■ TASK ITEM
Establish how many lines in the material include the string "SpanAttributes" and report it as a lone number.

■ RAW DATA
**********
Issue #3475, opened 2025-05-07
Stop using SpanAttributes


xrmx:
A lot of code imports semantic conventions attributes from `opentelemetry.semconv.trace.SpanAttributes` instead of the preferred `opentelemetry.semconv.attributes` and `opentelemetry.semconv.incubating`.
**********
■ REPLY
2